_What is being asked_. Track down each line below containing the string "restarts" and copy it.

[Supplied entries]

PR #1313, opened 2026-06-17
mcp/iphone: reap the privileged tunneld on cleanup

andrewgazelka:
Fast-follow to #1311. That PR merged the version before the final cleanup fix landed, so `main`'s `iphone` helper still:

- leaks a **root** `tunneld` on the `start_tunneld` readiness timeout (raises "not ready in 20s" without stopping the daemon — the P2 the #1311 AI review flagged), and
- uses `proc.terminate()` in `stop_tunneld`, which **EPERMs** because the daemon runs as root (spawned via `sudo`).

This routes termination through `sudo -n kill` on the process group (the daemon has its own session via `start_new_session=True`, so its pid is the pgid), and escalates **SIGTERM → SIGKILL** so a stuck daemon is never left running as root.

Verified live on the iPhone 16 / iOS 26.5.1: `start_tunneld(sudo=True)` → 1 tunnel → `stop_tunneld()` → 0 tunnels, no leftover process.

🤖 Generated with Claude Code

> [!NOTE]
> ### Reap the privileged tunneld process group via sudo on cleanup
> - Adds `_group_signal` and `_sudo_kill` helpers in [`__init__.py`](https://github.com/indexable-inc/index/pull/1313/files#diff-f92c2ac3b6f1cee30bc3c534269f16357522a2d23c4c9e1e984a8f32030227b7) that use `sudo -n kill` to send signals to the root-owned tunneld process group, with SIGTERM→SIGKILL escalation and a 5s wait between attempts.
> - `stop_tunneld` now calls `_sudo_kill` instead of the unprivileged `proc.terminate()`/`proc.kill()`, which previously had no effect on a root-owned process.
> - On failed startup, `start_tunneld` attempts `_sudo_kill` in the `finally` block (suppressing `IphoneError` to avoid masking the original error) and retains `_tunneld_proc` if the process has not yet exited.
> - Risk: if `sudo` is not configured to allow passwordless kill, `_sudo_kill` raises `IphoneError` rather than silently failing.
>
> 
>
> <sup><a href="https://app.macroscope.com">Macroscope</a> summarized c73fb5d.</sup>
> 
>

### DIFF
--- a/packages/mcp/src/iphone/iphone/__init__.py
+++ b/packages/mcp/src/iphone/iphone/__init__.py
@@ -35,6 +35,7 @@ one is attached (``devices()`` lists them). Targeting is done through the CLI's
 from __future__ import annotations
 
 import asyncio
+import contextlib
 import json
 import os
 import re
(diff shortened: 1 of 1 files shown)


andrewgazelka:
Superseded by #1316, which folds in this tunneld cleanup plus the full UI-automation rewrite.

[/Supplied entries]
[Supplied entries]

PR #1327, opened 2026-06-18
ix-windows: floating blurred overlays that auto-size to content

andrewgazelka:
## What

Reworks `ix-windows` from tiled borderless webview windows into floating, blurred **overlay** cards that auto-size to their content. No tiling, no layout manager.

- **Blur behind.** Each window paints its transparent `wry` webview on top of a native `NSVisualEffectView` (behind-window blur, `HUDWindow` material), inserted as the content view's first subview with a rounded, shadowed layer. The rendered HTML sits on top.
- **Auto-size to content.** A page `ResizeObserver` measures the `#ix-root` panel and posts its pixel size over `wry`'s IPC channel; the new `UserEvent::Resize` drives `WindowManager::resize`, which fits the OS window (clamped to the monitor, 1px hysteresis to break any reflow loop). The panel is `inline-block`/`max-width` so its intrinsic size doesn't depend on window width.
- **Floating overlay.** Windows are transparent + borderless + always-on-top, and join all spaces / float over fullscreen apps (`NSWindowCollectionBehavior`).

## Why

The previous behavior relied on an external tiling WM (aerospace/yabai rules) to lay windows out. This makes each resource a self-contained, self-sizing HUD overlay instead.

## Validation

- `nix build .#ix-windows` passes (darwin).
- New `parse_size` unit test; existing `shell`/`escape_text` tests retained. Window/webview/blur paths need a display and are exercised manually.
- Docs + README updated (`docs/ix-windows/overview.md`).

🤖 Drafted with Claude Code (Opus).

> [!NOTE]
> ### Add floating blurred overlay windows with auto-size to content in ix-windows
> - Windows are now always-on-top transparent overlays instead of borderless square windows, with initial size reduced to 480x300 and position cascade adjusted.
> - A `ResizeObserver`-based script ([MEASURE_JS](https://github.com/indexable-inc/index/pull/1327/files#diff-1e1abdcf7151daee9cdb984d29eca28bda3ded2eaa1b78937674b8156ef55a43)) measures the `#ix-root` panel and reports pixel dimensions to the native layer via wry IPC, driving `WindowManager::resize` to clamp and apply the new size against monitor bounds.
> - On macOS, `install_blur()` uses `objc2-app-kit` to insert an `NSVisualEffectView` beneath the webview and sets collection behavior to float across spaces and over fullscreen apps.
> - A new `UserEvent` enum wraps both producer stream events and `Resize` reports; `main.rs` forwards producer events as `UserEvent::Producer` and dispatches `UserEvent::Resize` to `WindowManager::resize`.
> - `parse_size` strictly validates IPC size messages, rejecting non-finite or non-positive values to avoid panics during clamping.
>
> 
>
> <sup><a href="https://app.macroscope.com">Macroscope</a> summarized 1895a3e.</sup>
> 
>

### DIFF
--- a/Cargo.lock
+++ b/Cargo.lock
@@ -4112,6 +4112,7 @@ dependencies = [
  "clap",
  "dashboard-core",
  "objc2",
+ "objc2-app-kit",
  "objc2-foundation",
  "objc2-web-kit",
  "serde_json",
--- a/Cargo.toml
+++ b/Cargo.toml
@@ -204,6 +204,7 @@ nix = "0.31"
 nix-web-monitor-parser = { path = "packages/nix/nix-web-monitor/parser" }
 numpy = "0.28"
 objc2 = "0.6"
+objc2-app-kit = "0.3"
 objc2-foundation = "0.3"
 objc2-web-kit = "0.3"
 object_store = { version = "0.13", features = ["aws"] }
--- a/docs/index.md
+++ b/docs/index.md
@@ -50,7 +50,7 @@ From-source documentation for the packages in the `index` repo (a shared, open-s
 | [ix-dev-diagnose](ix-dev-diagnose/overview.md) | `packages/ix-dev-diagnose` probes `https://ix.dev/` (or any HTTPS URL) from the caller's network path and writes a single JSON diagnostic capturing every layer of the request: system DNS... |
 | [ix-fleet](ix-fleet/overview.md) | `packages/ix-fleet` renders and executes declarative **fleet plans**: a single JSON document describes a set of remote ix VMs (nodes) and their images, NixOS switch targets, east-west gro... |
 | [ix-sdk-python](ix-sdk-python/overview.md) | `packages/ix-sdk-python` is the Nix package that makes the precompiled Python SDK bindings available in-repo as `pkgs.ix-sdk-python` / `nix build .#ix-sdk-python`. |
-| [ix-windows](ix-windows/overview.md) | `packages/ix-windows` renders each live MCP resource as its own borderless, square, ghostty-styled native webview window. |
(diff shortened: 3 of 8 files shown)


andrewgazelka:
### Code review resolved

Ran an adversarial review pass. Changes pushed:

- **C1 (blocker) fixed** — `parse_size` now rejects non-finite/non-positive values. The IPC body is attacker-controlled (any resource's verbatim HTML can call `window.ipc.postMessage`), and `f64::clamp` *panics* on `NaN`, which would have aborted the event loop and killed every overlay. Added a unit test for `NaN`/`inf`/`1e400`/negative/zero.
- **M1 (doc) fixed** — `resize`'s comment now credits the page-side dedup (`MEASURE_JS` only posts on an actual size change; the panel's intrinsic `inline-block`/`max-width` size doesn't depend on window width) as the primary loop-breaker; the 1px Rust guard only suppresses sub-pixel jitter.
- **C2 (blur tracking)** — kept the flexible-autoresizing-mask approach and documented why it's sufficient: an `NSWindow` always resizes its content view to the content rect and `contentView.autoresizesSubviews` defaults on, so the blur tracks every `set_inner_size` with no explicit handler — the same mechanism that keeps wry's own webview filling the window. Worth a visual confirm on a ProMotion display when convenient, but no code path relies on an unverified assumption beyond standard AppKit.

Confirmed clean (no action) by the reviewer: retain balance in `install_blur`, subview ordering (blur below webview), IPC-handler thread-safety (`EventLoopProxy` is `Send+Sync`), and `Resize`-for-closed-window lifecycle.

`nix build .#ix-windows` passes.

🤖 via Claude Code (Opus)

[/Supplied entries]
[Supplied entries]

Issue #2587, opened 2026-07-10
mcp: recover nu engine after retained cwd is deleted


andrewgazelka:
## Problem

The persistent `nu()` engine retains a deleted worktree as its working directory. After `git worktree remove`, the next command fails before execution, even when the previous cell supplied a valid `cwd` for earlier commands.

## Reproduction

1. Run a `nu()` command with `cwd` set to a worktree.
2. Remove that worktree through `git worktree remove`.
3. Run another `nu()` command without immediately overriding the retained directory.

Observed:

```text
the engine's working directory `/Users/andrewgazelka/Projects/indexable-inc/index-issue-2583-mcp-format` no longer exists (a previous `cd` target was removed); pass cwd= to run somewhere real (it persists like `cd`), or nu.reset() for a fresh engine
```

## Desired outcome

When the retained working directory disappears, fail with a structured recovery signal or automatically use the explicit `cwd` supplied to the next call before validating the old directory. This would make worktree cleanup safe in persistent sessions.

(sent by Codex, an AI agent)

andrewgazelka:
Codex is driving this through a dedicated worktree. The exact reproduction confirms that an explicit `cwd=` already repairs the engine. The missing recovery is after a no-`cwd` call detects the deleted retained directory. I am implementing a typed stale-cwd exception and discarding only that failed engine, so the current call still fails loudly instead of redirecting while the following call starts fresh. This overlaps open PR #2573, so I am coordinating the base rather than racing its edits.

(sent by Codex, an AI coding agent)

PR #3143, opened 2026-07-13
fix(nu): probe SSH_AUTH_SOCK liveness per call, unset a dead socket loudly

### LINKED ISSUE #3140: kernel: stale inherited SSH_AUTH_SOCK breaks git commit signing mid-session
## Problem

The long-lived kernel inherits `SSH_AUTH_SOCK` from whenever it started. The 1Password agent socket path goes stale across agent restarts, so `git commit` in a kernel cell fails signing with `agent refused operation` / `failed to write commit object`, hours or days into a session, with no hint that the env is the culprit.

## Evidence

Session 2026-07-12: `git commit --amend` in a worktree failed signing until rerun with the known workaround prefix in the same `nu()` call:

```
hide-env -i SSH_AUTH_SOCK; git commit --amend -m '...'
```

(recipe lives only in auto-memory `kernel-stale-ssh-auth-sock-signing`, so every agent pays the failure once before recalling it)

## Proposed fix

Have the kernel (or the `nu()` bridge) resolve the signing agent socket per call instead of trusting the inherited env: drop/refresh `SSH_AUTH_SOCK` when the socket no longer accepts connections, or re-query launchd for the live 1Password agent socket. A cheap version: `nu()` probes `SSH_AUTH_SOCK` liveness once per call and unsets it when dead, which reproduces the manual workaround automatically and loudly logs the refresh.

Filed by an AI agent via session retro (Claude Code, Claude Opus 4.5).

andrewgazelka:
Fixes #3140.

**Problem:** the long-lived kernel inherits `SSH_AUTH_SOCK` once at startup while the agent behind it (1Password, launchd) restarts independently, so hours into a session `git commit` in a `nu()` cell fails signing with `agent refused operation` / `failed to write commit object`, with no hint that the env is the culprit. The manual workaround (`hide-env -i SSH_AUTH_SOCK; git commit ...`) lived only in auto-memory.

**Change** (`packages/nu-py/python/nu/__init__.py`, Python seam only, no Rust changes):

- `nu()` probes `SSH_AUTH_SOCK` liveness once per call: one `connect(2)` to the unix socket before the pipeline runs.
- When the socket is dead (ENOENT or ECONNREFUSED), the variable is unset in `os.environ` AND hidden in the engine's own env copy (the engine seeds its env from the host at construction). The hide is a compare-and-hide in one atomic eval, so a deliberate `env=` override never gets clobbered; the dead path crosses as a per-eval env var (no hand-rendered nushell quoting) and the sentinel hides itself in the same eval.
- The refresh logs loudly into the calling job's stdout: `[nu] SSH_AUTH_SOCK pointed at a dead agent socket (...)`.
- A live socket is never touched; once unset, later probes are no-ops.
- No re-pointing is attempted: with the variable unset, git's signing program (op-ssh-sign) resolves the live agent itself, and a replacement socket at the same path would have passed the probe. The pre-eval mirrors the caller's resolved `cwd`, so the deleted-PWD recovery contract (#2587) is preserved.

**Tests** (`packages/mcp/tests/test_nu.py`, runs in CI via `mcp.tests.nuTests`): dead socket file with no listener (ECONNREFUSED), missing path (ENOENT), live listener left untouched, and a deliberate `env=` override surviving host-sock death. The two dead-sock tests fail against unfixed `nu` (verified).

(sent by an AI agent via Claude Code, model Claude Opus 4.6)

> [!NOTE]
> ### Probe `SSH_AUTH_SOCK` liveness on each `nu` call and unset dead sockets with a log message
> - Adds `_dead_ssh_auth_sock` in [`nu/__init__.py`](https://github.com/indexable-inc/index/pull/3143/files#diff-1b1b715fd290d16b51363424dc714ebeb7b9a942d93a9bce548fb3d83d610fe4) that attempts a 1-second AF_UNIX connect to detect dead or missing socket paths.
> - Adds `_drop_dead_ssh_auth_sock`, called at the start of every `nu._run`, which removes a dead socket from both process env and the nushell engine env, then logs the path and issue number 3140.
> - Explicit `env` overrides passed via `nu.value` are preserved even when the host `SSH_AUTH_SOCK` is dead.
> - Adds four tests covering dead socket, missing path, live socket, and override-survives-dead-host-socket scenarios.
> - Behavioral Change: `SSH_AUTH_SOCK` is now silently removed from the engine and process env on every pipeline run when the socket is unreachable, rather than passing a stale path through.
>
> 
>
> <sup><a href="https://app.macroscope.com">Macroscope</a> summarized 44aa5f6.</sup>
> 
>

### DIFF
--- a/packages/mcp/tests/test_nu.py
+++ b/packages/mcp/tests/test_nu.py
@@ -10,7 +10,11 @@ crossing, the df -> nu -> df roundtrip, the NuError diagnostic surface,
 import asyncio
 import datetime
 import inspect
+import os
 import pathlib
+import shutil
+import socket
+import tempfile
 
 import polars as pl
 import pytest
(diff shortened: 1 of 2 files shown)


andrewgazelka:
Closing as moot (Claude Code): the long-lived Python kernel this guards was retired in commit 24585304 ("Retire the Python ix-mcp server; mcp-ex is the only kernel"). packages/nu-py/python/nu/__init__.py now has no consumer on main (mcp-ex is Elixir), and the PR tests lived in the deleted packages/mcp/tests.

[/Supplied entries]

_Task solution_.
The long-lived kernel inherits `SSH_AUTH_SOCK` from whenever it started. The 1Password agent socket path goes stale across agent restarts, so `git commit` in a kernel cell fails signing with `agent refused operation` / `failed to write commit object`, hours or days into a session, with no hint that the env is the culprit.
**Problem:** the long-lived kernel inherits `SSH_AUTH_SOCK` once at startup while the agent behind it (1Password, launchd) restarts independently, so hours into a session `git commit` in a `nu()` cell fails signing with `agent refused operation` / `failed to write commit object`, with no hint that the env is the culprit. The manual workaround (`hide-env -i SSH_AUTH_SOCK; git commit ...`) lived only in auto-memory.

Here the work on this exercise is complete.